**Your objective:** Of the entries below, return only those lines from the line with "Fix segfault in dump stats" to the line with "Avoid making dozens", exactly, both included.

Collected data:
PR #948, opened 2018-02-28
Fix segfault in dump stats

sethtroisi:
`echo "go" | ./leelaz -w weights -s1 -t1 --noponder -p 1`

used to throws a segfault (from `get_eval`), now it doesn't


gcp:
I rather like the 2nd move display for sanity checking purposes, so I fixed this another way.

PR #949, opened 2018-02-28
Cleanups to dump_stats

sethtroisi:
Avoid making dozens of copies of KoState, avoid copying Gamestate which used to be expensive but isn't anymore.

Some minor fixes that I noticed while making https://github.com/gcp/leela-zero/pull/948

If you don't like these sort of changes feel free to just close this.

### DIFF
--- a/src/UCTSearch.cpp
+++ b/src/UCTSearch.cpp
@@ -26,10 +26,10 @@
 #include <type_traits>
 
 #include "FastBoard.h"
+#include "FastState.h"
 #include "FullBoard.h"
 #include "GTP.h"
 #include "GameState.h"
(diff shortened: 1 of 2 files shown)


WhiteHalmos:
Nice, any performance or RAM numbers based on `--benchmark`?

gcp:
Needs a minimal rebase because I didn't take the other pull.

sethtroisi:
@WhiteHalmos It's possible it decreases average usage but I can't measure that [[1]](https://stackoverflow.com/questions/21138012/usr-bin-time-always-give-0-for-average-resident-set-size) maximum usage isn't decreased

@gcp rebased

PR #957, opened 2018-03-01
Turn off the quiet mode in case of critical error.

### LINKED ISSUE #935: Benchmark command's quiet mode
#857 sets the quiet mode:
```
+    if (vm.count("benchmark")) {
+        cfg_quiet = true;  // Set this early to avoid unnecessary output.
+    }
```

**Worked solution:**
Fix segfault in dump stats

sethtroisi:
`echo "go" | ./leelaz -w weights -s1 -t1 --noponder -p 1`

used to throws a segfault (from `get_eval`), now it doesn't


gcp:
I rather like the 2nd move display for sanity checking purposes, so I fixed this another way.

PR #949, opened 2018-02-28
Cleanups to dump_stats

sethtroisi:
Avoid making dozens of copies of KoState, avoid copying Gamestate which used to be expensive but isn't anymore.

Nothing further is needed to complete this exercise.